**Source material:**
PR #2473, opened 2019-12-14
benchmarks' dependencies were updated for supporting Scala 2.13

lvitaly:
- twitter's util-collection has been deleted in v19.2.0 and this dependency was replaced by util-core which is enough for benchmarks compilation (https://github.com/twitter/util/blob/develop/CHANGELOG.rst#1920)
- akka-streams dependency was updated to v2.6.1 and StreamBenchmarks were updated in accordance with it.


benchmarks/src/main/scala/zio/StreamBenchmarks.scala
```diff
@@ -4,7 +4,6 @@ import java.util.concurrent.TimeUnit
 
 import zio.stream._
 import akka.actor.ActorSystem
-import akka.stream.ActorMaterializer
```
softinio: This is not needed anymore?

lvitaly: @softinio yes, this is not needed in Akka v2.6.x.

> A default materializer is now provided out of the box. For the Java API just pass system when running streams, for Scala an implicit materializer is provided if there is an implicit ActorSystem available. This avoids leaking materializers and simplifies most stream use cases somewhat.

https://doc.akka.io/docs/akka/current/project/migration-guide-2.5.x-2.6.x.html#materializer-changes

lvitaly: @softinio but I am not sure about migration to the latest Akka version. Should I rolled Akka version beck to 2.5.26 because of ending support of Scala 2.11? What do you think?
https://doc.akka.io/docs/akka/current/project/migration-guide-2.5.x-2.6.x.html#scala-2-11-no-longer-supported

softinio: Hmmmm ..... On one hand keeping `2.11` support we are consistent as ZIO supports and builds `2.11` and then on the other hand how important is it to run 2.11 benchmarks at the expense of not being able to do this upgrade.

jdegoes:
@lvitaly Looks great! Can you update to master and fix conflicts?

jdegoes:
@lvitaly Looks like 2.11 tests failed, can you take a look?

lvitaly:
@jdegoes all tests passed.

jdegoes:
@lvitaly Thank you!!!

**What the task asks:**
Write out the records in full, exactly as they appear above.

**Solution to this exercise:**
PR #2473, opened 2019-12-14
benchmarks' dependencies were updated for supporting Scala 2.13

lvitaly:
- twitter's util-collection has been deleted in v19.2.0 and this dependency was replaced by util-core which is enough for benchmarks compilation (https://github.com/twitter/util/blob/develop/CHANGELOG.rst#1920)
- akka-streams dependency was updated to v2.6.1 and StreamBenchmarks were updated in accordance with it.


benchmarks/src/main/scala/zio/StreamBenchmarks.scala
```diff
@@ -4,7 +4,6 @@ import java.util.concurrent.TimeUnit
 
 import zio.stream._
 import akka.actor.ActorSystem
-import akka.stream.ActorMaterializer
```
softinio: This is not needed anymore?

lvitaly: @softinio yes, this is not needed in Akka v2.6.x.

> A default materializer is now provided out of the box. For the Java API just pass system when running streams, for Scala an implicit materializer is provided if there is an implicit ActorSystem available. This avoids leaking materializers and simplifies most stream use cases somewhat.

https://doc.akka.io/docs/akka/current/project/migration-guide-2.5.x-2.6.x.html#materializer-changes

lvitaly: @softinio but I am not sure about migration to the latest Akka version. Should I rolled Akka version beck to 2.5.26 because of ending support of Scala 2.11? What do you think?
https://doc.akka.io/docs/akka/current/project/migration-guide-2.5.x-2.6.x.html#scala-2-11-no-longer-supported

softinio: Hmmmm ..... On one hand keeping `2.11` support we are consistent as ZIO supports and builds `2.11` and then on the other hand how important is it to run 2.11 benchmarks at the expense of not being able to do this upgrade.

jdegoes:
@lvitaly Looks great! Can you update to master and fix conflicts?

jdegoes:
@lvitaly Looks like 2.11 tests failed, can you take a look?

lvitaly:
@jdegoes all tests passed.

jdegoes:
@lvitaly Thank you!!!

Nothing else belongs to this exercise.